Я не знаю, что мне помогло тогда. По всем видимым и невидимым причинам я должна была очутиться рядом с женщиной в точно таком
— А-а-а-оу-у! — заорала я. В голове моей с невероятной скоростью, ворча, и перекрикивая друг друга, перемешались проклятия Риголетто, русский мат и азербайджанские ругательства! Но почему-то выдала я совсем неожиданное:
— Чума-а-а на оба ваших дома-а-а!! — завопила я словами Меркуцио и с его же лихостью помчалась на грабителей. Те ошалели. Впрочем, их жертва тоже. Еще бы! Из глубины шелестящей аллеи, сквозь нежные вздохи тополей на них неслась лохматая фурия в красном платье и потрясала над головой сумкой!
Ни пыл Меркуцио, ни воинственность красного платья, конечно же, не помогли, если бы парней было больше, если бы они были чуть поплотнее. Но страсть владычествует над мирами! В моем порыве натиска было больше, чем у отряда в три человека! Кроме того, на моей стороне была неожиданность — спутница победы! Преступники обратились в бегство, оставив жертву наедине со мной. Ха! Они даже не пытались нас преследовать!
— Ой! — Ой-й-й! — заплакала и заикала женщина, прижимая к себе сумку.
— В милицию надо! Где вы живете? — Я тяжело дышала, но знала, что очень хороша в эту минуту. Амплуа Робин Гуда прибавило мне веса в собственных глазах, а румянец на щеках оттенял платье.
— Ой, деточка, ой! — продолжала икать женщина. — Ой, около кладбища, ой!
— Тогда нам по дороге! — Решимость окрыляла меня. Из Робин Гуда я превратилась в Сусанина в чужом городе. Обогнув трамвайную линию, мы вышли на дорогу, ведущую к кладбищу. Показались верхушки памятников и очертания гостиницы. Я держала женщину под локоток. Ее била мелкая дрожь, но ноги уверенно шагали в сторону кладбища.
— Мы куда? — спросила я.
— Я здесь живу — тихо сказала она и показала на маленькую сторожку у входа на кладбище. — Зайдите, не побрезгуйте. Я — сторож, вернее сторожиха здесь.
Только в 20 с небольшим лет, у человека, привыкшего, что жизнь ему улыбается, и не ждущего от нее ничего плохого, возможно такое бесшабашное удальство. Сумеречное кладбище в чужом городе, незнакомая женщина, приглашающая меня в оригинальный дом — что может быть заманчивее?! Авантюрный огонь пылал во мне. Я быстро успокоила себя тем, что не имею права оставлять женщину после перенесенного стресса одну и храбро зашагала рядом.
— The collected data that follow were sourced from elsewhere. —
PR #413, opened 2019-11-26
CIRC-567: New endpoint for declaring an item lost

mrdpopov:
## Purpose

The backend for declaring item lost feature. 

Create new interaction resulting in item status Declared lost, in order for the library to distinguish between checked out items (which are expected to be returned) and items the patron has lost and needs to pay for. 

This resolves: CIRC-567, see also CIRCSTORE-175

### Summary of changes: :shipit:

-  When declared lost, loan remains open, and just the status of the item changes.
- The comment is saved in the loans' action history
-  The declared lost date is saved to a loan and to be displayed in the loan details under Lost field instead of TODO.

Untitled Diagram(1)

#### Example request/response
```
POST {{backendbaseurl}}/circulation/loans/{ID}/declare-item-lost
Content-Type: application/json
X-Okapi-Tenant: {{tenant}}
X-Okapi-Token: {{FOLIO_TOKEN}}
Accept: application/json

{
"comment" : "declare lost comment"
"declaredLostDateTime": <dateTime>
}
```
Response is 204: No Content if everything is OK.


src/main/java/org/folio/circulation/domain/LoanRepository.java
```diff
@@ -75,6 +75,15 @@ public LoanRepository(Clients clients) {
       .thenApply(mapResult(loanAndRelatedRecords::withLoan));
   }
 
+  public CompletableFuture<Result<Loan>> updateLoanItemInStorage(Loan loan) {
+    if (loan == null || loan.getItem() == null) {
+      return completedFuture(of(() -> null));
+    }
+
+    itemRepository.updateItem(loan.getItem());
+    return completedFuture(succeeded(loan));
```
bohdan-suprun:
```suggestion
    return itemRepository.updateItem(loan.getItem())
        .thenApply(r -> succededResult(loan));
```

@mrdpopov, this should resolve the timeout issues, that you've faced in tests.

src/main/java/org/folio/circulation/resources/DeclareLostResource.java
```diff
@@ -0,0 +1,38 @@
...
+    final Clients clients = Clients.create(context, client);
+    final LoanRepository loanRepository = new LoanRepository(clients);
+
+    final String loanId = routingContext.request().getParam("id");
+    final String comment = routingContext.getBodyAsJson().getString("comment");
+
+    loanRepository.getById(loanId)
+      .thenApply(r -> r.map(loan -> loan.declareItemLost(comment)))
+      .thenApply(r -> r.after(loanRepository::updateLoan)
+        .thenCompose(r1 -> r1.after(loanRepository::updateLoanItemInStorage)
```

Сиреневые сумерки лежали на гранитных плитах, железных крестах и мраморных ангелах. История человеческого тщеславия проходила передо мной в камне, золотых надписях, искусных насечках и живых цветах в мраморных урнах. Тщеславие разделяло людей при жизни, разделяет и после смерти. Могилы бедняков украшали заржавленные стелы, выцветшие фотографии и легкие синие цветы, которые первыми покрывают весеннюю землю.
— Проходите, пожалуйста. Женщина толкнула невысокую дверь. Мы оказались в небольшом деревянном сарайчике. В правом углу от двери был прилажен рукомойник с круглым зеркальцем. В центре стоял дощатый стол, покрытый клеенкой. За занавеской пряталась кровать и маленький холодильник. Все было тихим, чистым и сирым.